During my last call with the VNCC, I was told I couldn’t request an informal DRO hearing. Meanwhile, Part 3.103 clearly states I can. “Upon request, a claimant is entitled to a hearing at any time on any issue involved in a claim…” I placed the request 18 months before, a VA Regional Office counselor filled out the request, and my VSO told me to expect a letter in the mail scheduling the hearing. Meanwhile, I have some joker in Arizona telling me I cannot request a hearing. Who do I believe? Clearly not the guy on the phone.

Shock of "Not Surprise"

Was I surprised? No. Again, this was a firm case of Lindsay Lohan “Not Surprise.” I previously read the book “Vets Under Siege.” (I suggest all of you feel I pick on the VA too much to read the facts, and especially the facts reported in this book.) You can also read the statistics below in his article on the same subject, appropriately titled, “The VA should be ashamed.”

The VA has twice done a Mystery Shopper type study of their own call center. They found that “22 percent of the callers received information that was judged ‘completely incorrect.’” Another 34 percent received “minimally correct” information. Only 10 percent of the calls received “mostly correct” information. And even that was deemed to be not entirely accurate. This is according to the VA about the VA. For those of you who hate it when I rag on the VA, don’t shoot the messenger. Point the finger at your own organization.

In my own situation, I called my VSO. Jack pointed to the same rule I cited above (3.103), and said the operator was just flat wrong. On top of that, “Michael” was very rude and constantly interrupted me.

This of course ceased once I identified that I am a second year law student and that I therefore understand how the law works. I further asked for his name and a call reference number which totally changed the tone of his voice. It’s amazing what happens when you let them know there may be an accounting for their misdeeds at a later date.
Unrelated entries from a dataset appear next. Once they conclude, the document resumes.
PR #1230, opened 2021-08-17
Log ice candidate protocol appropriately

disa6302:
Issue #, if available:
#1174

Description of changes:
Previously, we never recorded remote candidate IP address. However, the SDP of remote candidate comprises of the protocol information. Since we did not record this information, all remote candidates being discovered would log protocol as N/A or UNKNOWN. This PR fixes this bug by storing the protocol for remote candidates.

Additionally, we also modify the logic for local candidate protocol logging by relying on pSocketConnection instead of pTurnConnection to log for all types of candidates. Although our SDK supports only UDP, it is important it is logged regardless based on SDP.

Resolves: #1174

### DIFF
--- a/src/source/Ice/IceAgent.c
+++ b/src/source/Ice/IceAgent.c
@@ -327,6 +327,7 @@ STATUS iceAgentAddRemoteCandidate(PIceAgent pIceAgent, PCHAR pIceCandidateString
     PDoubleListNode pCurNode = NULL;
     SDP_ICE_CANDIDATE_PARSER_STATE state;
     ICE_CANDIDATE_TYPE iceCandidateType = ICE_CANDIDATE_TYPE_HOST;
+    CHAR remoteProtocol[MAX_PROTOCOL_LENGTH];
 
     CHK(pIceAgent != NULL && pIceCandidateString != NULL, STATUS_NULL_ARG);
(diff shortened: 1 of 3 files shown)


src/source/Ice/IceAgent.c
```diff
@@ -354,6 +355,7 @@ STATUS iceAgentAddRemoteCandidate(PIceAgent pIceAgent, PCHAR pIceCandidateString
                 STRTOUI32(curr, next, 10, &priority);
                 break;
             case SDP_ICE_CANDIDATE_PARSER_STATE_PROTOCOL:
+                STRNCPY(remoteProtocol, curr, tokenLen);
```
jdelapla, line 358: string is not null terminated, but below is appears that 'protocol' is meant to be a null terminated string.
Please add remoteProtocol[tokenLen] = '\0';

jdelapla: Also, need to add a check that tokenLen < MAX_PROTOCOL_LENGTH or we have an overwrite security risk

jdelapla (changes requested):

src/source/Ice/IceAgent.c
disa6302: `\0` initialized the string instead.

jdelapla (approved):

And was my VSO right? Of course he was. Literally 3 days later, I received a letter scheduling my informal hearing with the Decision Review Officer, as I had hoped. After waiting 18 months for the appointment, you can imagine my impulse to just scream at the guy on the other end of the line, but I didn’t.

You call center assignment

Here’s your take away, like it take it, hate it leave it:
  1. Always get the name of the operator.
  2. Never take what they say as the god’s honest truth.
  3. Double-check with your Veteran Service Officer everything you were told. This is especially true if you were told you needed to do something.
  4. Keep your cool.
Now, I have also received some great help from the people at the call center. Overall, I don’t believe they are trained well, which is unfortunate since veterans deserve the best.

After all, without the military might we’ve exercised over the past 100 years, our country would not be as prosperous as it has been. Maybe some of those tax subsidies should be kicked over to the call center’s training fund. Because right now, what is going on is not acceptable. It’s like entrusting a lawnmower mechanic with overhauling the engine of your car. Can they do it? Maybe. Should they do it? Hell no.